Danke, wir wissen jetzt auch woran es lag, dass der andere Code nicht funktioniert.

Wenn der xmlns:uml Tag der XMI-Datei eine Versionsnummer unter 3.0.0 hat, wird die Datei nicht eingelesen, sobald diese hochgesetzt wird, funktioniert es:
xmlns:uml="http://www.eclipse.org/uml2/3.0.0/UML

Wenn die Datei allerdings über die normale GUI des Eclipse UML2 Projekts geöffnet wird, wird dies automatisch angepasst. Leider wissen wir noch nicht über welche Methode(n) dies funktioniert.

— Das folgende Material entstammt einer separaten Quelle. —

PR #1008, opened 2024-08-13
Fix hilt smash

ezrn:
## Describe your changes
- Stopped hilt smash from activating disengage, evade, riposte

### DIFF
--- a/champions/src/main/java/me/mykindos/betterpvp/champions/champions/skills/skills/knight/sword/HiltSmash.java
+++ b/champions/src/main/java/me/mykindos/betterpvp/champions/champions/skills/skills/knight/sword/HiltSmash.java
@@ -145,7 +145,7 @@ public class HiltSmash extends Skill implements CooldownSkill, Listener, Offensi
             UtilMessage.simpleMessage(ent, getClassType().getName(), "<yellow>%s<gray> hit you with <green>%s %d<gray>.", player.getName(), getName(), level);
             championsManager.getEffects().addEffect(ent, player, EffectTypes.SLOWNESS, slowStrength, (long) (getDuration(level) * 1000));
             UtilMessage.simpleMessage(player, getClassType().getName(), "You hit <yellow>%s<gray> with <green>%s %d<gray>.", ent.getName(), getName(), level);
-            UtilDamage.doCustomDamage(new CustomDamageEvent(ent, player, null, DamageCause.ENTITY_ATTACK, getDamage(level), false, getName()));
+            UtilDamage.doCustomDamage(new CustomDamageEvent(ent, player, null, DamageCause.CUSTOM, getDamage(level), false, getName()));
             player.getWorld().playSound(player.getLocation(), Sound.ENTITY_ZOMBIE_ATTACK_WOODEN_DOOR, 1.0F, 1.2F);
         }
     }


champions/src/main/java/me/mykindos/betterpvp/champions/champions/skills/skills/knight/sword/HiltSmash.java
```diff
@@ -145,7 +145,7 @@ private void onInteract(Player player, LivingEntity ent) {
             UtilMessage.simpleMessage(ent, getClassType().getName(), "<yellow>%s<gray> hit you with <green>%s %d<gray>.", player.getName(), getName(), level);
             championsManager.getEffects().addEffect(ent, player, EffectTypes.SLOWNESS, slowStrength, (long) (getDuration(level) * 1000));
             UtilMessage.simpleMessage(player, getClassType().getName(), "You hit <yellow>%s<gray> with <green>%s %d<gray>.", ent.getName(), getName(), level);
-            UtilDamage.doCustomDamage(new CustomDamageEvent(ent, player, null, DamageCause.ENTITY_ATTACK, getDamage(level), false, getName()));
+            UtilDamage.doCustomDamage(new CustomDamageEvent(ent, player, null, DamageCause.CUSTOM, getDamage(level), false, getName()));
```
Mykindos, line 148: This will also stop things like deflection from reducing the damage of hilt smash, we might need to cook something else up or just leave as is

Mykindos (changes requested):

champions/src/main/java/me/mykindos/betterpvp/champions/champions/skills/skills/knight/sword/HiltSmash.java
ezrn: I feel like abilities shouldnt be resisted by stuff like that no? other solution could be adding an "ability" tag to something idk

StudentAlleg: > This will also stop things like deflection from reducing the damage of hilt smash, we might need to cook something else up or just leave as is

Deflection should reduce all damage, no?

Mykindos: > > This will also stop things like deflection from reducing the damage of hilt smash, we might need to cook something else up or just leave as is
> 
> Deflection should reduce all damage, no?

Just melee type attacks, which when you think about how a hilt smash would work in real life I think it qualifies

StudentAlleg: I mean, hilt smash doesn't have damage delay, and is instant cast (as opposed to a prepare). It's not really a melee attack. I honestly think deflection should just work for all damage, that's how I thought it worked actually tbh

ezrn: Can add a specific line to riposte, disengage, and evade to make it so hilt smash wont activate them but that seems like a bit of a cop out

PR #1028, opened 2024-08-16
Created custom weakness effect, gave it to power chop and intimindation

ezrn:
## Describe your changes
- Weakness decreases attack damage by 1.0
- Power chop gets it for 2+0.5 seconds per level
- Intimidation gets it while the enemy is looking at the brute


Mykindos:
many conflicts

PR #1043, opened 2024-08-25
Woodcutting: Enchanted Lumberfall

8SIXSect:
## Describe your changes
- Everytime a player uses **Tree Feller**, they will now have a chance to get special items (like how _Fishing_ does it but without legendaries).
- What happens is one of the leaves gets removed, a small particle is spawned, and the random special item (like a rune, diamond block, stick, etc.) is placed in the player's inventory.
- But this perk also allows the player to double their drops like how _Feeling Lucky_ works
- Note: I gave the skill 250 levels but the woodcutting perk menu is really cluttered and I'll fix it eventually


progression/src/main/java/me/mykindos/betterpvp/progression/profession/woodcutting/WoodcuttingLoadConfig.kt
```diff
@@ -0,0 +1,72 @@
...
+import org.bukkit.Material
+import org.bukkit.configuration.ConfigurationSection
+import java.util.*
+
+
+/**
+ * - Loads the YAML configuration for the Woodcutting Profession & returns the loaded data
+ * - This function will cause side effects by logging messages to the console
+ */
+fun loadConfigForWoodcutting(config: ExtendedYamlConfiguration,
```
Mykindos, line 15: Any particular reason you did this in kotlin? we have plenty of examples in java of loading config this way

Mykindos (changes requested):

ezrn:
Should it put it in the players inventory? or should it drop the special item

progression/src/main/java/me/mykindos/betterpvp/progression/profession/woodcutting/WoodcuttingLoadConfig.kt
8SIXSect: I thought the code would be more concise if put in Kotlin but I can change it to Java if want me to

8SIXSect:
> Should it put it in the players inventory? or should it drop the special item

Fishing drops the special item but fishing also doesn't have to account for obstructions being in the way. When you fish, it's in an open area with few blocks preventing you from getting the item. Even when dropping it close to the trunk of the tree, trying to find the special item felt tedious because the terrain and leaves get in the way

braulio-dev:
Actual chad for using Kotlin, you have my stamp of approval

progression/src/main/java/me/mykindos/betterpvp/progression/profession/woodcutting/WoodcuttingLoadConfig.kt
Mykindos: To keep it consistent with the other 99.9% of the project, its probably best to keep it in java

Mykindos (approved):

Es ist auch keine dauerhafte Lösung die Versionsnummer einfach hochzusetzen, da zwischen den Versionen immer einige Notationen geändert wurden und diese ggf. angepasst werden müssen. Beim Laden der Datei über die GUI wird dies automatisch erledigt.

Wer hat eine Idee über welche Methode wir die XMI Dateien so laden können wie es über die GUI gemacht wird?


----------



## Wildcard (4. Nov 2009)

UML2 2.2 Migration Guide


----------



## HTWTeam (4. Nov 2009)

Wildcard hat gesagt.:


> UML2 2.2 Migration Guide


Danke, den haben wir bereits gelesen. Wir konnten dort aber keine Informationen darüber finden über welche Methoden die automatische Migration beim Öffnen über die GUI stattfindet.


----------



## Wildcard (4. Nov 2009)

Vielleicht findet sich in einem der Bugreports die genau Änderung. MDT/UML2/New and Noteworthy/Galileo - Eclipsepedia
Ansonsten, einfach selbst im Quellcode nachschauen, oder bei den UML2 Leuten nachfragen.


----------